I found the same aluminum pipe from a local supplier @ $3/ft... And a 15% off coupon for lopros online... Wish I would have built a frame myself at this point... No longer looking for crossbar..


----------



## kwlpal (Mar 21, 2021)

blueridge said:


> I found the same aluminum pipe from a local supplier @ $3/ft... And a 15% off coupon for lopros online... Wish I would have built a frame myself at this point... No longer looking for crossbar..


Good luck!


----------



## agrankin (Aug 31, 2017)

kwlpal said:


> Same here! I’m in Santa Fe.
> 
> I’m thinking of buying the pipe (by the foot) and the lopros from NRS and putting it together myself - need to be able to cut and drill holes in the pipe. Would that work, anyone know?

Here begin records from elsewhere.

PR #782, opened 2021-06-15
[gui] Mark event VIEWER_TOGGLE_WIREFRAME caught to generate redraw event

### LINKED ISSUE #781: Missing redraw event when toggling wireframe mode on Viewer
In any Viewer based application (including the small demos), when toggling wireframe mode using the corresponding key-mapping event, the event is not marked as caught and no redraw event is generated.
This make the user to move the mouse over the Viewer (or force redraw) to have wireframe activated/deactivated.

MathiasPaulin:
closes #781


MathiasPaulin:
Wrong destination branch

PR #784, opened 2021-06-16
[core] detach observers on MultiIndexedGeometry before deletion.

### LINKED ISSUE #783: Application crash after toggling wireframe
In example applications (HelloRadium, DrawPrimitiveDemos, ...) as well as in Sandbox from Radium-Apps,
when the user has switched to wireframe in its interactive session, the application crashed at exit.
The application also crash, each time wireframe mode was used,  when clearing the scene or selecting an object after removing another one.
To reproduce : 
 - run the HelloRadium exemple app 
 - in the 5s interval, toggle wireframe using the corresponding key-mapping (`<Ctrl-Z>` on Linux or windows, `<Cmd-W>` on macos)
 - At exit, application crashes and, in debug mode, print the message : 
 > .....Radium-Engine/src/Core/Geometry/IndexedGeometry.cpp:182: Assertion `!p.first` failed : try to get already locked layer

MathiasPaulin:
Closes #783

### DIFF
--- a/src/Core/Geometry/IndexedGeometry.inl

I will have some extra NRS pipe. I am re-building our frame and am replacing our side rails with longer rails to gain an extra bay. Also in Santa Fe. I just got my new NRS side rails and cross bars from NRS a couple weeks ago - they were on backorder for quite some time. I do not have any extra lopros however. Cutting the pipe is relatively easy, as I understand (plan to do it myself), and assume the same is true for drilling.


----------



## seantana (Mar 5, 2015)

kwlpal said:


> Same here! I’m in Santa Fe.
> 
> I’m thinking of buying the pipe (by the foot) and the lopros from NRS and putting it together myself - need to be able to cut and drill holes in the pipe. Would that work, anyone know?


It's actually far easier than you may think, if you have a drill press and some cutting oil. I drilled 4 lopros for my buddie's boat, I thought it wouldn't work but easy peasy as long as you are able to keep the lopro tight in the pipe during drilling.


----------